Surgeons robed for operation

This is the third of a series of three posts on assisted dying. The first discussed the sanctity of life, the second the spookiness of death. This one is about the role of medical technology. As in the other two, I focus on what seems to me to be a blind spot in modern society’s understanding, in the hope that the ethics of assisted dying may be illuminated.

Assessments of modern technology are much debated. For some, it constitutes progress. For others, it enables the powerful to keep ahead of others. (See, for example, Y H Harari, Sapiens: A Brief History of Humankind, London: Harvill Secker, 2014; or John Gray’s arguments against the notion of progress, e.g. in Heresies: Against Progress and Other Illusions.)

What is not disputed is that the emphasis on technology distinguishes modern western society. It has produced a sense of superiority over other societies, a sense which in the past has been used to justify imperialism. Technologies are not just means to ends; they are symbols of our society’s positive self-image.

This changes perceptions. Because we think of new technologies as good things in their own right we do not apply sufficient care to how and when to use them. Too often there is a default assumption that if a technology is available it should be used. If it were not so, we should be debating not ‘assisted dying’ but ‘hindered dying’.

To illustrate the point, let us take a terminally ill man who is in pain and wants to die but the technology is available to postpone death. The relatives could discuss the situation with the doctor. However the wife gets so emotional at the thought of his death that she cannot take part. The daughter has for months been juggling a full-time job with regular visits and is utterly exhausted. The son is hoping to inherit money. A balanced, well-informed discussion of the patient’s best interests is impossible. For everybody involved it is extremely difficult to hold an informed and dispassionate discussion about the implications of the wife’s emotions and the daughter’s stress, especially in their presence. It is far easier to discuss the statistical probability of an operation’s success. As a result the temptation is to jump at the default position: the technology is there, so use it.

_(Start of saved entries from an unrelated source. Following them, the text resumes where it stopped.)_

PR #134, opened 2022-11-29
Delete ept_stores.ipynb

abarciauskas-bgse:
We're not maintaining this datastore (and it's using an old version) so this documentation should be removed


spa0002 (approved):
lgtm, notebook is removed from site.

Todo: `query/ept_stores.ipynb` should be removed from querying.rst since the notebook is no longer needed in the toc.

abarciauskas-bgse:
@spa0002 good call on the querying.rst - I removed the reference there as well.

This is hardly satisfactory. If nothing else changes except that life-saving technology carries on improving, we shall sentence the dying to longer and longer periods of terminal pain. This suggests that our society lacks two things. One is an open, public discourse realistically assessing the proper limits of new technologies, including medical technologies. The other is a supportive wider community – some equivalent to a small rural village – which knows the family, empathises, and can share the burden of thinking through what to do without being so close to the dying person that emotions dominate.

Technology depends on science, and the cult of technology depends on the cult of ever-increasing knowledge. Until a century ago many physicists believed that one day they would have a complete account of the universe. Now it is clear that the universe is far too complex. There will always be processes we do not understand. The things we do not know will always exceed the things we do know. Our deepest, most significant decisions will always depend on unmeasured assessments of feelings. The cult of technology is reluctant to accept this and often gives undue weight to measurable scientific facts.

By recognising that these facts are only a small part of reality, we can reaffirm that the big decisions of life and death need to be made not just by scientific data, but by love.